Work to be completed>
Repeat the listing in full, preserving every character.
[[ Material for this exercise, beginning ]]
PR #29, opened 2017-11-06
Add varibales to count volume registration in prometheus

utkarshmani1997:
1. Why is this change necessary ?
- To expose size at `/v1/stats` endpoint
- To monitor `/v1/register`

2. How does this change address the issue ?
- Adds a method bind with controller to get size
- Adds prometheus counter variables that is used to count the
  no of registration so far.

3. How to verify this change ?
- Run `curl controllerIP:Port/v1/stats` while running controller
  locally or with openebs-operator.

4. What side effects does this change have ?
- none

5. Other details
- fix: [#858](https://github.com/openebs/openebs/issues/858)
  fix: [#266](https://github.com/openebs/openebs/issues/266)

### DIFF
--- a/controller/rest/model.go
+++ b/controller/rest/model.go
@@ -6,6 +6,7 @@ import (
 
 	"github.com/openebs/jiva/controller"
 	"github.com/openebs/jiva/types"
+	"github.com/prometheus/client_golang/prometheus"
 	"github.com/rancher/go-rancher/api"
 	"github.com/rancher/go-rancher/client"
 )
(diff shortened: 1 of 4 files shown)


kmova:
@utkarshmani1997  .. why is this PR showing changed files in vendor/..gotgt ? -- did you modify those files?

kmova:
@utkarshmani1997  .. why is this PR showing changed files in vendor/..gotgt ? -- did you modify those files?

prateekpandey14:
Looks like he added updated vendor files (gotgt), which should not be the part of commit.

controller/rest/model.go
```diff
@@ -63,6 +64,7 @@ type VolumeStats struct {
 	UsedLogicalBlocks string `json:"UsedLogicalBlocks"`
 	UsedBlocks        string `json:"UsedBlocks"`
 	SectorSize        string `json:"SectorSize"`
+	Size              string `json:"Size"`
```
payes: Have we updated the corresponding structure in maya ??

utkarshmani1997: yes

PR #42, opened 2018-03-20
Enhance jiva for clone feature 

prateekpandey14:
Enhance jiva for clone feature  …
1. This PR will add sync and rebuild capabilities in jiva.
2. Now clone replica can be created from the running replicas and can be further use as RO/RW mode.
3. There is 2 new flags has been added, which has to passed while starting a clone replica with a new jiva-controller.
- `cloneIP` : This is frontendIP of running controller, which will be used to make a clone request will be passed as a argument while starting clone replica.
- `type`: Type of replica, now we can pass type as `clone` to trigger the clone API of jiva, which says the new replica is getting added as clone not as usual replica.

### DIFF
--- a/app/replica.go
+++ b/app/replica.go
@@ -18,6 +18,7 @@ import (
 	"github.com/openebs/jiva/replica"
 	"github.com/openebs/jiva/replica/rest"
 	"github.com/openebs/jiva/replica/rpc"
+	"github.com/openebs/jiva/sync"
 	"github.com/openebs/jiva/util"
 )
 
@@ -32,6 +33,14 @@ func ReplicaCmd() cli.Command {
 			},
 			cli.StringFlag{
 				Name:  "frontendIP",
+				Value: "",
+			},
+			cli.StringFlag{
+				Name:  "cloneIP",
+				Value: "",
+			},
+			cli.StringFlag{
+				Name:  "snapName",
 				Value: "",
 			},
 			cli.StringFlag{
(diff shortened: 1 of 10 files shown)


sync/sync.go
```diff
@@ -207,6 +207,83 @@ Register:
...
+			return err
+		}
+	resetRebuildingTrue:
+		logrus.Infof("Set Rebuild state: true")
+
+		if err := toClient.SetRebuilding(true); err != nil {
+			time.Sleep(2 * time.Second)
+			goto resetRebuildingTrue
+		}
+		for i, name := range chain {
```
payes: What about meta files, there is no check for that.

sync/sync.go
```diff
@@ -207,6 +207,83 @@ Register:
...
+			if name == snapName+".img" {
```
payes: What about meta files, there is no check for that.

app/replica.go
```diff
@@ -190,6 +212,16 @@ func startReplica(c *cli.Context) error {
...
 		go AutoConfigureReplica(s, frontendIP, "tcp://"+address, replicaType)
 	}
+	if replicaType == "clone" {
+		logrus.Infof("Starting clone process using frontend %v", cloneIP)
+		if err = CloneReplica(s, "tcp://"+address, cloneIP, snapName); err != nil {
+			return err
+		}
+	}
+	for s.Replica() == nil {
+		time.Sleep(2 * time.Second)
```
payes: Why was this sleep required.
[[ Material for this exercise, end ]]
Solution below>
PR #29, opened 2017-11-06
Add varibales to count volume registration in prometheus

utkarshmani1997:
1. Why is this change necessary ?
- To expose size at `/v1/stats` endpoint
- To monitor `/v1/register`

2. How does this change address the issue ?
- Adds a method bind with controller to get size
- Adds prometheus counter variables that is used to count the
  no of registration so far.

3. How to verify this change ?
- Run `curl controllerIP:Port/v1/stats` while running controller
  locally or with openebs-operator.

4. What side effects does this change have ?
- none

5. Other details
- fix: [#858](https://github.com/openebs/openebs/issues/858)
  fix: [#266](https://github.com/openebs/openebs/issues/266)

### DIFF
--- a/controller/rest/model.go
+++ b/controller/rest/model.go
@@ -6,6 +6,7 @@ import (
 
 	"github.com/openebs/jiva/controller"
 	"github.com/openebs/jiva/types"
+	"github.com/prometheus/client_golang/prometheus"
 	"github.com/rancher/go-rancher/api"
 	"github.com/rancher/go-rancher/client"
 )
(diff shortened: 1 of 4 files shown)


kmova:
@utkarshmani1997  .. why is this PR showing changed files in vendor/..gotgt ? -- did you modify those files?

kmova:
@utkarshmani1997  .. why is this PR showing changed files in vendor/..gotgt ? -- did you modify those files?

prateekpandey14:
Looks like he added updated vendor files (gotgt), which should not be the part of commit.

controller/rest/model.go
```diff
@@ -63,6 +64,7 @@ type VolumeStats struct {
 	UsedLogicalBlocks string `json:"UsedLogicalBlocks"`
 	UsedBlocks        string `json:"UsedBlocks"`
 	SectorSize        string `json:"SectorSize"`
+	Size              string `json:"Size"`
```
payes: Have we updated the corresponding structure in maya ??

utkarshmani1997: yes

PR #42, opened 2018-03-20
Enhance jiva for clone feature 

prateekpandey14:
Enhance jiva for clone feature  …
1. This PR will add sync and rebuild capabilities in jiva.
2. Now clone replica can be created from the running replicas and can be further use as RO/RW mode.
3. There is 2 new flags has been added, which has to passed while starting a clone replica with a new jiva-controller.
- `cloneIP` : This is frontendIP of running controller, which will be used to make a clone request will be passed as a argument while starting clone replica.
- `type`: Type of replica, now we can pass type as `clone` to trigger the clone API of jiva, which says the new replica is getting added as clone not as usual replica.

### DIFF
--- a/app/replica.go
+++ b/app/replica.go
@@ -18,6 +18,7 @@ import (
 	"github.com/openebs/jiva/replica"
 	"github.com/openebs/jiva/replica/rest"
 	"github.com/openebs/jiva/replica/rpc"
+	"github.com/openebs/jiva/sync"
 	"github.com/openebs/jiva/util"
 )
 
@@ -32,6 +33,14 @@ func ReplicaCmd() cli.Command {
 			},
 			cli.StringFlag{
 				Name:  "frontendIP",
+				Value: "",
+			},
+			cli.StringFlag{
+				Name:  "cloneIP",
+				Value: "",
+			},
+			cli.StringFlag{
+				Name:  "snapName",
 				Value: "",
 			},
 			cli.StringFlag{
(diff shortened: 1 of 10 files shown)


sync/sync.go
```diff
@@ -207,6 +207,83 @@ Register:
...
+			return err
+		}
+	resetRebuildingTrue:
+		logrus.Infof("Set Rebuild state: true")
+
+		if err := toClient.SetRebuilding(true); err != nil {
+			time.Sleep(2 * time.Second)
+			goto resetRebuildingTrue
+		}
+		for i, name := range chain {
```
payes: What about meta files, there is no check for that.

sync/sync.go
```diff
@@ -207,6 +207,83 @@ Register:
...
+			if name == snapName+".img" {
```
payes: What about meta files, there is no check for that.

app/replica.go
```diff
@@ -190,6 +212,16 @@ func startReplica(c *cli.Context) error {
...
 		go AutoConfigureReplica(s, frontendIP, "tcp://"+address, replicaType)
 	}
+	if replicaType == "clone" {
+		logrus.Infof("Starting clone process using frontend %v", cloneIP)
+		if err = CloneReplica(s, "tcp://"+address, cloneIP, snapName); err != nil {
+			return err
+		}
+	}
+	for s.Replica() == nil {
+		time.Sleep(2 * time.Second)
```
payes: Why was this sleep required.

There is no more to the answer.